However i hate people that say (not spell) brought when they should be saying bought.


----------



## Lisa. (May 7, 2002)

garyc said:


> CH_Peter said:
> 
> 
> > Lisa. said:
> ...


I didn't do nothing, Sir.


----------



## garyc (May 7, 2002)

You mean, "I never did nothing, it wernt me. "


----------



## cw955 (Apr 8, 2003)

The one that annoys me most is the folk whose 'breaks' are broken!


----------



## The Silver Surfer (May 14, 2002)

It seems like some people were messing around at school, when they should 'of' been listening to the teacher!


----------



## WozzaTT (Jan 15, 2006)

I hate anything like that.

My girlfriend asked me if I could borrow her a tenner the other day and I nearly left her. Not just because I'm tight :lol:

Who knows the difference between uninterested and disinterested then? Are you uninterested in my question or disinterested? Or just couldn't give a toss either way? :wink:


----------



## StuarTT (May 7, 2002)

garyc said:


> You mean, "I never did nothing, it wernt me. "

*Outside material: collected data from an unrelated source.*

PR #859, opened 2021-02-04
Clear web cache once readium has initialized.

ray-lee:
**What's this do?**

Clear the WebView cache as soon as Readium has initialized. This removes cached JS files.

This is a follow-on to [SIMPLY-3362](https://jira.nypl.org/browse/SIMPLY-3362)/[#840](https://github.com/NYPL-Simplified/Simplified-Android-Core/pull/840), to add a bit of insurance that we will pass security checks. Apparently it's not possible to prevent WebView from caching JS files altogether, so this removes them as soon as possible. The problem with cached files is that they reveal the port number of the embedded http server. With this knowledge, one could use a browser to get decrypted content directly from the http server.

Open a book in Readium. Browse the filesystem at /data/data/org.nypl.simplified.vanilla/cache/WebView/Default/HTTP Cache/Code Cache. There should be no JS files cached.

n/a

n/a

@ray-lee ran the vanilla app.


io7m:
Looks good to me! Hard to argue with a change like this. :laughing:

PR #860, opened 2021-02-16
Redo Crashlytics control

io7m:
**What's this do?**
This moves the Crashlytics handling from the main fragment view model
into the profile controller. This prevents a couple of crashes that
showed up in LFA builds. This also adds a small section to the debug
setting UI that shows the user their current Crashlytics ID.

LFA builds were crashing due to a `lazy` race condition. Looking at it, I realized that the Crashlytics handling didn't need to be in a view model at all.

Check Crashlytics. :smile:

None.

N/A

@io7m Tested on multiple accounts.


MalcolmMcFly (approved):
Looks good

PR #861, opened 2021-02-18
SIMPLY-1506: Accessibility events

io7m:
**What's this do?**
This defines a new accessibility service that announces book status changes to screen readers.

Specifically it does a number of things:

* Upgrades book status events to contain the current and previous status of any given book.
* Uses the new status information to drastically simplify the implementation of the current Announcements code as it no longer needs to maintain its own cache of book statuses. There was no real way to avoid doing this; there were compilation errors otherwise. The new announcements code passes all of the tests that the old code did.
* Publishes Toast messages when book statuses change in specific ways as listed in the referenced ticket. Toasts are only published if a screen reader is active.
* Adds a small debug switch that allows for _always_ publishing Toast messages even if a screen reader is disabled.

https://jira.nypl.org/browse/SIMPLY-1506

Check that all of the requested announcements in `SIMPLY-1506` actually happen.

None.

N/A

@io7m Tested downloads and returns, but couldn't test a couple of the Hold-related cases.


simplified-accessibility/src/main/java/org/nypl/simplified/accessibility/AccessibilityServiceType.kt
```diff
@@ -0,0 +1,35 @@
...
+import androidx.lifecycle.Lifecycle
+import androidx.lifecycle.LifecycleObserver
+import androidx.lifecycle.LifecycleOwner
+import androidx.lifecycle.OnLifecycleEvent
+
+/**
+ * The interface exposed by accessibility services.
+ */
+
+interface AccessibilityServiceType : LifecycleObserver {
```
twaddington, line 12: Nice to see LifecycleObserver getting some love here

simplified-accessibility/src/main/java/org/nypl/simplified/accessibility/AccessibilityToasts.kt
```diff
@@ -0,0 +1,17 @@
...
+/**
+ * The default implementation of the [AccessibilityToastsType] interface that just displays
+ * a toast using the given context.
+ */
+
+class AccessibilityToasts(
+  private val context: Context
+) : AccessibilityToastsType {
+  override fun show(message: String) {
+    Toast.makeText(this.context, message, Toast.LENGTH_LONG).show()
```
twaddington, line 15: You might see some glitchy behavior here when multiple messages are shown in rapid succession.

Best practice is to retain the Toast object that's created and update it instead of creating a new one for each message. You'll want to do something like this:

```kotlin
  this.toast = this.toast ?: Toast(context).apply { setDuration(Toast.LENGTH_LONG) }
  this.toast.setText(message)
  if (!this.toast.view.isShown()) {
    this.toast.show()
  }
```

twaddington:
Looks good to me! Had one piece of feedback.

simplified-accessibility/src/main/java/org/nypl/simplified/accessibility/AccessibilityToasts.kt
io7m: Is this just a visual issue, or would it affect the screen reader too? Remember the sole purpose of these is _not_ to be seen. :laughing:

twaddington: Well, if you don't want this to actually be visible then I suggest sending an accessibility event to announce instead.

You'll need a view reference to do this though.

```kotlin
view.announceForAccessibility(message)
```

> Source: https://developer.android.com/reference/android/view/View#announceForAccessibility(java.lang.CharSequence)

This is just shorthand for something like:

```kotlin
val manager = context.getSystemService(Context.ACCESSIBILITY_SERVICE) as AccessibilityManager

if (manager.isEnabled()) {
    AccessibilityEvent e = AccessibilityEvent.obtain().apply {
        setEventType(AccessibilityEvent.TYPE_ANNOUNCEMENT)
        setClassName(context.getClass().getName())
        setPackageName(context.getPackageName())
        getText().add(message)
    }
    manager.sendAccessibilityEvent(e)
}
```

I haven't tested this myself so you'll want to verify it works properly.

io7m: :weary: 

I sat there for about half an hour looking for a way to explicitly "announce" messages to the screenreader. _Of course_ it's defined on `View`. Of course.

Won't use toasts at all for this now.

twaddington: Hah! Yeah, it's not super well documented. I think the accessibility team at Google was only a couple people at one point. I only know cause I've had to do this once before :P

simplified-accessibility/src/main/java/org/nypl/simplified/accessibility/AccessibilityService.kt
```diff
@@ -0,0 +1,159 @@
...
+  @OnLifecycleEvent(Lifecycle.Event.ON_RESUME)
+  override fun onViewAvailable(owner: LifecycleOwner) {
+    this.lifecycleOwner = owner
+    this.subscriptions.add(this.bookRegistry.bookEvents().subscribe(this::onBookEvent))
+  }
+
+  @OnLifecycleEvent(Lifecycle.Event.ON_PAUSE)
+  override fun onViewUnavailable(owner: LifecycleOwner) {
+    this.lifecycleOwner = owner
+    this.subscriptions.dispose()
```
io7m, line 71: For future reference: This is a bug.

Why? Because `dispose()` will mark `subscriptions` as disposed, and any subsequent calls to `add()` will silently be ignored.

io7m:
Now publishing events directly without any toasts and without a lifecycle bug. :sweat_smile:

simplified-accessibility/src/main/java/org/nypl/simplified/accessibility/AccessibilityService.kt
twaddington: Aha, good catch!

PR #862, opened 2021-02-19
Add simplified-drm-core to the monorepo

twaddington:
This change pulls DRM-Android-Core into the monorepo as a subproject named simplified-drm-core.

Since DRM-Android-Core is public, and available on Maven Central, it made sense to pull this into the core monorepo. This allows us to keep build configuration and dependency versions in lockstep.

It's declared as a dependency by 19 other subprojects in the monorepo so it's already a key dependency.


twaddington:
This is failing because I need to also update the deps in Simplified-R2-Android and publish a new version of that. I might consider pulling that into core as well but we can chat about this tomorrow.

Or as some unnamed relation of mine says 'I never di' nuffink, it werent me'


----------



## clived (May 6, 2002)

poynerw said:


> Who knows the difference between uninterested and disinterested then? Are you uninterested in my question or disinterested? Or just couldn't give a toss either way? :wink:


I'm neither! Surely if you were uninterested, you'd not even know if you were disinterested or not?


----------



## thejepster (Mar 29, 2005)

clived said:


> poynerw said:
> 
> 
> > Who knows the difference between uninterested and disinterested then? Are you uninterested in my question or disinterested? Or just couldn't give a toss either way? :wink:
> ...


Am I bovvered? But am I? Am I bovvered? Do you see me bovvered?











edited for a smiley


----------



## Lisa. (May 7, 2002)

And what about the people that can't tell the difference between flammable and inflammable?


----------



## genocidalduck (May 19, 2005)

Lisa. said:


> And what about the people that can't tell the difference between flammable and inflammable?


Can you "learn" me that


----------



## Scott2k21 (Nov 11, 2004)

poynerw said:


> My girlfriend asked me if I could borrow her a tenner the other day and I nearly left her. Not just because I'm tight :lol:


 :lol: :lol: :lol:


----------